Saved data entries
PR #11554, opened 2026-08-14
fix(desktop): context-buckets mode must not silence the focus suggestion assistant

kodjima33:
## What

The `context_buckets` rollout silently killed focus (suggestion) nudges for everyone in the flag cohort — and the flag was at **100% of all users**. Nik's last delivered focus nudge before the fix: Aug 12 23:06; nothing after, with zero errors logged anywhere. Insights/memories/tasks kept working, which is exactly the signature: focus is the only assistant whose pipeline starts from a context switch.

Three defects, one per commit hunk:

1. **Coordinator starved the assistants.** The buckets path of `AssistantCoordinator.checkContextSwitch` fired `onContextSwitch` only on `assistants["task-extraction"]`. `SuggestionAssistant.analyze` returns nil before any logging when no switch ever armed its dwell anchor. Now a shared `fireContextSwitchOnAllAssistants` fires on every registered assistant in buckets mode and out of it — awaited, and outside the bucket-persistence do/catch.
2. **`SuggestionAssistant.isEnabled` was hard-gated on `!ContextBucketsFeature.isEnabled`** — the context director was supposed to replace live suggestions and delivered almost nothing. The gate is removed; replacing the assistant must be an explicit evidenced change, not a rollout side effect.
3. **Context tracking died with the bucket DB.** `lastTrackedApp` was only assigned inside the `do` blocks, so any bucket-visit write failure left tracking unprimed and every assistant starved. Tracking now updates regardless of persistence health. (Found by the new regression test failing in the hermetic test host, where the bucket store throws.)

Live mitigation already shipped separately: the PostHog flag (id 817239) was disabled at 02:00; this PR makes re-enabling it safe.

## Product invariants

None matched (`scripts/pr-preflight --suggest`: no invariant IDs emitted for these paths).

Failure-Class: none

## Verification

- New deterministic regression test `testBucketsModeDispatchesContextSwitchToEveryAssistant` (spy assistant hears switches with buckets forced on; no wall-clock sleeps — dispatch is awaited, registration visibility via bounded `Task.yield()`); `AssistantCoordinatorTests` 4/4 green; `check_desktop_test_quality.py` at/below baseline (16 waits, unchanged).
- Live on `omi-ankara` built from this branch with `OMI_FORCE_CONTEXT_BUCKETS=1` (real signed-in account):
  - `probe_suggestion_nudge` pre-fix returned `{"outcome": "disabled"}`; post-fix it ran the full pipeline — `{commitments: 3, goals: 5, confidence: 80, outcome: filtered_low_confidence}` (honest below-bar refusal).
  - Organic proof: the running bundle logged real `Suggestion: skipped (skippedDwell) app=Warp` / `below bar [80% < 85%]` lines from the user's own app switches with buckets ON — the exact signature absent all day on broken builds.
- Fleet evidence of the outage: PostHog fleet gate outcomes continued (other users mostly weren't on builds with the buckets code yet); the affected machine logged zero `Suggestion:` lines across every app instance from Aug 13 02:59 (first build carrying the rollout) until the flag was disabled.

<a href="https://cubic.dev/pr/BasedHardware/omi/pull/11554?utm_source=github" target="_blank" rel="noopener noreferrer" data-no-image-dialog="true"><picture><source media="(prefers-color-scheme: dark)" srcset="https://www.cubic.dev/buttons/review-in-cubic-dark.svg"><source media="(prefers-color-scheme: light)" srcset="https://www.cubic.dev/buttons/review-in-cubic-light.svg">Review in cubic</picture></a>

### DIFF
--- a/desktop/macos/Desktop/Sources/ProactiveAssistants/Assistants/Suggestions/SuggestionAssistant.swift
+++ b/desktop/macos/Desktop/Sources/ProactiveAssistants/Assistants/Suggestions/SuggestionAssistant.swift
@@ -20,8 +20,14 @@ actor SuggestionAssistant: ProactiveAssistant {
 
   var isEnabled: Bool {
     get async {
+      // Deliberately independent of ContextBucketsFeature. The buckets rollout gated this
+      // on `!ContextBucketsFeature.isEnabled`, betting the context director would replace
+      // live suggestions — it delivered almost nothing, and with the flag at 100% of all
+      // users focus nudges went silent fleet-wide with no error logged (Aug 13–14 2026).
+      // If the director is ever meant to replace this assistant again, that must be an
+      // explicit, evidenced change — never a side effect of a rollout flag.
       await MainActor.run {
-        !ContextBucketsFeature.isEnabled && SuggestionAssistantSettings.shared.isEnabled
+        SuggestionAssistantSettings.shared.isEnabled
       }
     }
   }
--- a/desktop/macos/Desktop/Sources/ProactiveAssistants/Core/AssistantCoordinator.swift
+++ b/desktop/macos/Desktop/Sources/ProactiveAssistants/Core/AssistantCoordinator.swift
@@ -114,8 +114,13 @@ class AssistantCoordinator {
   /// and window title changes — one unified path with one delay mechanism.
   /// - Returns: `true` if a context switch was detected and fired.
   @discardableResult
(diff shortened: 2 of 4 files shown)


kodjima33:
Superseded by #11562, which contains these commits rebased plus the Maximum pacing work verified in the 10-trial live marathon.

PR #11528, opened 2026-08-13
feat(desktop): speak proactive notifications aloud (off-by-default Advanced setting) + unified voice speed

kodjima33:
## What

Demo feature: **Speak Notifications Aloud** — an off-by-default toggle in Advanced settings → Preferences. When enabled, proactive notifications (suggestions, insights, tasks, context-director) are read out loud through the existing floating-bar voice pipeline (user's chat voice, system-voice fallback) at the moment a surface actually presents them. Plus a voice-speed parity fix the demo surfaced: the system-voice path ignored the Voice Speed setting.

- `NotificationSpeech`: pure policy — speaks only when the user opted in, only for proactive notifications (`respectFrequency` marker; functional notices like the onboarding test and screen-repair prompts never speak), only non-empty messages.
- `NotificationSpeechOnDelivery`: once-per-notification speaker hooked into the shared presentation callbacks in `NotificationService`, so bar-immediate, bar-queued, and system-banner deliveries each speak exactly once and a muted-preview dual delivery cannot speak twice.
- `FloatingBarVoicePlaybackService.systemSpeechRate`: system voice scales its utterance rate by `ShortcutSettings.voicePlaybackSpeed` (default 1.4×) exactly like the OpenAI audio path applies it via `AVAudioPlayer.rate`, clamped to `AVSpeechUtterance`'s legal range — one Voice Speed setting drives both output paths.

## Product invariants

- **INV-CHAT-1** — path-matched (`NotificationService.swift`). No transcript behavior change: delivery surfaces, chat journaling, and notification persistence are untouched; the change only adds a speech side-effect at the existing presentation callbacks.
- **INV-VOICE-1** — path-matched (`FloatingBarVoicePlaybackService.swift`). Voice-turn lifecycle ownership unchanged: speech goes through the existing `speakOneShot`, which already acquires/validates PTT leases via `VoiceTurnCoordinator`; the rate fix only changes `AVSpeechUtterance.rate` arithmetic.

Failure-Class: none

## Verification

- Focused suites green: `xcrun swift test --filter "NotificationSpeechTests|FloatingBarVoiceResponseSettingsTests"` — NotificationSpeechTests 7/7 (default-off contract, proactive gate, once-guard dedup, functional-notice silence) + `testSystemSpeechRateScalesWithVoiceSpeed` (scaling + clamping).
- Live on `omi-ankara` (this branch on top of main, real signed-in account):
[...]

PR #11556, opened 2026-08-14
fix(desktop): media playback exempts the capture idle gate

kodjima33:
## What

Movie-watching no longer counts as being away: the capture loop's idle gate skipped every tick after 60 s without HID input, so an hour of passive video (Nik's report: Maximum notifications, one nudge in a movie hour, 14 `skipping capture ticks (idle)` cycles logged) produced almost no screen analyses and therefore almost no proactive notifications.

- `MediaPlaybackIdlePolicy.effectiveIdleSeconds` pins the gate's idle value to 0 while another process holds a display-sleep-prevention assertion (`PreventUserIdleDisplaySleep` / legacy `NoDisplaySleepAssertion` — what browsers and video players hold during playback). No media → HID idle passes through untouched.
- `MediaPlaybackDetector`: 10 s-cached `IOPMCopyAssertionsByProcess` walk, ignoring our own pid (our capture stack's own assertions must not count as "the user is watching").
- One log line per idle-but-watching episode (`CaptureGate: HID-idle but media playback active — capture continues`) for observability.

## Product invariants

None matched (path-based check: none).

Failure-Class: none

## Verification

- `MediaPlaybackIdleExemptionTests` 3/3 (policy pass-through / pin-to-zero, detector TTL cache re-probe).
- IOKit probe live-tested both ways on the target machine: standalone run of the identical assertion-walk code printed `PREVENTED=false` at rest and `PREVENTED=true` under a held `PreventUserIdleDisplaySleep` assertion.
- **End-to-end on the running app** (omi-notch built from this branch, real user idleness, real assertion): `02:44:46 CaptureGate: HID-idle but media playback active — capture continues` → `02:45:09 RewindIndexer: Last 60s — 4 frames…`, zero idle skips during the hold.
- **Negative path live**: with the assertion lapsed and the user idle, `02:27:09 CaptureGate: skipping capture ticks (idle)` — no media keeps the old power-saving behavior.

Line-Count-Exception: desktop/macos/Desktop/Sources/ProactiveAssistants/ProactiveAssistantsPlugin.swift | 1761 -> 1779 | The idle-gate exemption must live at the gate check itself (effective-idle computation + once-per-episode log flag); the policy and detector logic already live in the new MediaPlaybackIdleExemption.swift, and splitting the plugin for 18 gate-site lines would fragment the capture-gate sequence.

### DIFF
--- a/desktop/macos/Desktop/Sources/ProactiveAssistants/Core/MediaPlaybackIdleExemption.swift
+++ b/desktop/macos/Desktop/Sources/ProactiveAssistants/Core/MediaPlaybackIdleExemption.swift
@@ -1,0 +1,76 @@
+import Foundation
+import IOKit.pwr_mgt
+
+/// Watching a movie is not being away from the machine.
+///
+/// The capture loop's idle gate reads HID idle time, and a person watching video
+/// produces no HID input — so after 60 quiet seconds every capture tick was skipped
+/// and the proactive assistants went blind exactly when the user asked "why no nudges
+/// while I watch TikTok for an hour?" (measured live: 14 idle-skip cycles in one
+/// movie hour, near-zero analyses at Maximum frequency).
+///
+/// The system already knows the difference: video players and browsers hold a
+/// power-management assertion that prevents display sleep while media plays
+/// (`PreventUserIdleDisplaySleep`, or the legacy `NoDisplaySleepAssertion`). While any
+/// other process holds one, the display would stay lit for a human who is presumed to
+/// be watching — the same presumption the idle gate should make.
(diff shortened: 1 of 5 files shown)


kodjima33:
Merging past two known-flaky checks, same pair and precedent as #11528 tonight: 'TERM case never launched detached app' and 'workflow test-install fixture' fail identically on unrelated diffs (previously on a 2-line color-token change). This PR touches only the capture idle gate (Swift policy + tests + e2e cover + changelog); Backend Hermetic Merge Gate and all other checks are green. Fix verified live 4× (transitions at 02:44/02:56/03:03/03:25, frames flowing, negative path preserved).

Issue #11517, opened 2026-08-13
Desktop: 'Removed by me' is structurally empty — deleteActionItemByBackendId ignores its deletedBy argument and hard-deletes


formed2forge:
The desktop "Removed by me" filter can never contain anything, and the task-extraction model is never told which tasks the user deleted, because the only code that would record user provenance passes it to a function that ignores it.

`ActionItemStorage.deleteActionItemByBackendId` accepts a `deletedBy` argument and never reads it — it hard-deletes the row (`desktop/macos/Desktop/Sources/Rewind/Core/ActionItemStorage.swift:1186-1207`):

```swift
/// Hard-delete an action item by backend ID
func deleteActionItemByBackendId(
  _ backendId: String,
  deletedBy: String? = nil,           // never referenced in the body
  authorization: LocalMutationAuthorization
) async throws {
  ...
      if let record = try Self.fetchRecord(database, surfacedId: backendId) {
        try record.delete(database)   // hard delete, no soft-delete write
      }
```

Its caller believes the opposite (`desktop/macos/Desktop/Sources/Stores/TasksStore.swift:3179-3186`):

```swift
// Local-first: soft-delete in SQLite immediately for instant UI update
try await ActionItemStorage.shared.deleteActionItemByBackendId(
  task.id,
  deletedBy: "user",
```

Both halves of that comment are wrong: the row is hard-deleted, not soft-deleted, and the provenance is discarded.

Two user-visible consequences:

1. **"Removed by me" is structurally empty.** `TasksPage` partitions the Removed lane on that column (`desktop/macos/Desktop/Sources/MainWindow/Pages/TasksPage.swift:200-201`):
   ```swift
   case .removedByAI: return task.deleted == true && task.deletedBy != "user"
   case .removedByMe: return task.deleted == true && task.deletedBy == "user"
   ```
   Since nothing ever writes `"user"`, every retired row has `deletedBy` NULL, and `nil != "user"` is true — so everything lands in "Removed by AI".

2. **Task extraction never learns user deletions.** `TaskAssistant` feeds the extraction model a "don't re-extract what the user deleted" list (`desktop/macos/Desktop/Sources/ProactiveAssistants/Assistants/TaskExtraction/TaskAssistant.swift:1588`):
   ```swift
   deletedTasks = try await ActionItemStorage.shared.getRecentDeletedTasks(limit: 10, deletedBy: "user")
   ```
[...]

PR #11559, opened 2026-08-14
fix(desktop): keep user-deletion provenance so "Removed by me" is not empty (#11517)

kodjima33:
## Bug (#11517)

Desktop **"Removed by me" is structurally empty**, and task extraction never learns which tasks the user deleted.

`TasksStore.deleteTask` tombstones a synced task with `deletedBy = "user"` — and then the acknowledgement path **hard-deleted** the row (`deleteActionItemByBackendId`, whose `deletedBy:` argument was accepted and never read). The Removed lane re-fetches deleted tasks from the backend, and the backend has no `deleted_by` field, so the row came back with `deletedBy: nil`. `TasksPage` partitions the lane on exactly that column:

```swift
case .removedByAI: return task.deleted == true && task.deletedBy != "user"
case .removedByMe: return task.deleted == true && task.deletedBy == "user"
```

so every user deletion landed under "Removed by AI". The same NULL empties `getRecentDeletedTasks(deletedBy: "user")` (SQL `= ?` never matches NULL) — the list `TaskAssistant` feeds the extraction model as "don't re-extract these" — so the model kept re-suggesting tasks the user had explicitly removed.

Second clobber on the same column: `ActionItemRecord.updateFrom(_ item: TaskActionItem)` copied the server's (always nil) `deleted_by` over the local value, so hydration erased the attribution even inside the pending window.

## Fix

- **`ActionItemStorage.markActionItemDeletionAcknowledged(backendId:)`** — the ack now clears the pending flag and keeps the tombstone (`deleted = 1`, `deletedBy` intact) instead of purging the row. The retirement is already durable server-side; the local row is the only place the provenance exists. Used by both ack callers (`deleteTask` after a 2xx, and the pending-deletion flush).
- **`updateFrom(_:)`** keeps local provenance when the server omits `deleted_by`, and clears it only when the server reports the task live again (nothing left to attribute).
- Dropped the never-read `deletedBy:` parameter from `deleteActionItemByBackendId` and documented its two genuine hard-delete callers (a local-only task the server never saw; the undo purge before a restore re-inserts).

Every live-lane query in `ActionItemStorage` already pairs `completed` with `deleted == false` (audited all 17), so a retained tombstone stays invisible — asserted in the test.

## Tested

`swift test --filter ActionItemDeletionSyncTests` — **5 passed, 0 failures** (3 new/updated: the ack keeps `deleted = 1` + `deletedBy = "user"` and stays out of the live lane; the deleted-page hydration keeps that attribution and the row shows up in `getRecentDeletedTasks(deletedBy: "user")`; a server row that comes back live clears the stale provenance).

**The regression test provably catches the bug.** Reverting only the `updateFrom` hunk and re-running:

```
ActionItemDeletionSyncTests.swift:126: XCTAssertEqual failed: ("nil") is not equal to ("Optional("user")")
  - hydration must not re-attribute a user deletion to the AI
ActionItemDeletionSyncTests.swift:131: XCTAssertTrue failed
  - task extraction reads this list to stop re-suggesting what the user removed
Executed 5 tests, with 2 failures
```

Adjacent suites green after the change: `ActionItemLocalIdentityMutationTests` (6), `TasksStoreOwnerBoundaryTests` (29, including the static mutation-authority guard the new function is registered in), `LocalMutationAuthorizationTests` (5), `ActionItemStorageVisibilityReconciliationTests` (2). `swift build --build-tests` clean.

Not verified through the running app: exercising the lane end-to-end needs a signed-in desktop build against the real backend. The lane predicate is a direct read of the column this PR fixes (`task.deleted == true && task.deletedBy == "user"`), and the storage-level assertions cover the write and both hydration directions.

Line-Count-Exception: desktop/macos/Desktop/Sources/Rewind/Core/ActionItemStorage.swift | 1795 -> 1830 | adds the acknowledgement path next to the tombstone write it pairs with; splitting this file is out of scope for a bug fix

## Known gap (tracked, not this PR)

Bulk delete (`Select All → Delete` → `ActionItemStorage.deleteActionItemsByBackendIds`) still hard-deletes its rows, so bulk deletions remain unattributed. Same failure class, different function; noted on #11517 rather than widened into this fix.

Failure-Class: none

<a href="https://cubic.dev/pr/BasedHardware/omi/pull/11559?utm_source=github" target="_blank" rel="noopener noreferrer" data-no-image-dialog="true"><picture><source media="(prefers-color-scheme: dark)" srcset="https://www.cubic.dev/buttons/review-in-cubic-dark.svg"><source media="(prefers-color-scheme: light)" srcset="https://www.cubic.dev/buttons/review-in-cubic-light.svg">Review in cubic</picture></a>

### DIFF
--- a/desktop/macos/Desktop/Sources/Rewind/Core/ActionItemModels.swift
+++ b/desktop/macos/Desktop/Sources/Rewind/Core/ActionItemModels.swift
@@ -374,7 +374,15 @@ extension ActionItemRecord {
     self.description = item.description
     self.completed = item.completed
     self.deleted = item.isRetired
-    self.deletedBy = item.deletedBy
+    // The backend has no `deleted_by` field, so a server row always reports nil here.
+    // Retirement provenance ("user" / "ai_dedup" / "staged") is local-only state: taking
+    // the server's nil re-attributed every user deletion to the AI on the next hydration.
+    // A task the server reports as live has no retirement left to attribute.
+    if let itemDeletedBy = item.deletedBy {
+      self.deletedBy = itemDeletedBy
+    } else if !self.deleted {
+      self.deletedBy = nil
+    }
     self.source = item.source
     self.conversationId = item.conversationId
     self.priority = item.priority
--- a/desktop/macos/Desktop/Sources/Rewind/Core/ActionItemStorage.swift
+++ b/desktop/macos/Desktop/Sources/Rewind/Core/ActionItemStorage.swift
@@ -1197,7 +1197,6 @@ actor ActionItemStorage {
     return count
   }
 
-  /// Hard-delete an action item by backend ID
   /// Mark a synced task deleted locally while the backend delete is still in flight.
   ///
   /// The previous shape was a local hard delete plus a fire-and-forget backend call: one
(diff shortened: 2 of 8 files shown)


kodjima33:
Closing this rather than leaving it open: the merge gate I run under requires green CI, and \`Desktop Swift Static & Test Contracts\` cannot go green on any branch right now — it is red on unmodified \`main\` (77 failures across 3 suites) and equally red on #11553. Filed as #11563 with the root cause of the largest suite (15a51fb985 added `.background(InkGlassHitRegionReporter())` to the modal scrim's host-sized barrier; reverting that one line takes ShellModalScrimTests from 74 failures to 0).

The fix itself is finished and independently verified — `make preflight` 20/20, `ActionItemDeletionSyncTests` 5/5, and reverting only the `updateFrom` hunk makes the new regression test fail, so it does catch the bug. Nothing about it is in question; only the lane is.

The branch is kept, unrebased, at `watchdog/issue-11517-deleted-by-user-provenance` (fa3aa517e6). Once #11563 is fixed, reopen this PR — no rebase should be needed. Issue #11517 stays open.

What is needed
If a line falls between the first line of the records and the line containing "Three defects, one", inclusive, repeat it exactly; leave out all others.

Exercise answer
PR #11554, opened 2026-08-14
fix(desktop): context-buckets mode must not silence the focus suggestion assistant

kodjima33:
## What

The `context_buckets` rollout silently killed focus (suggestion) nudges for everyone in the flag cohort — and the flag was at **100% of all users**. Nik's last delivered focus nudge before the fix: Aug 12 23:06; nothing after, with zero errors logged anywhere. Insights/memories/tasks kept working, which is exactly the signature: focus is the only assistant whose pipeline starts from a context switch.

Three defects, one per commit hunk:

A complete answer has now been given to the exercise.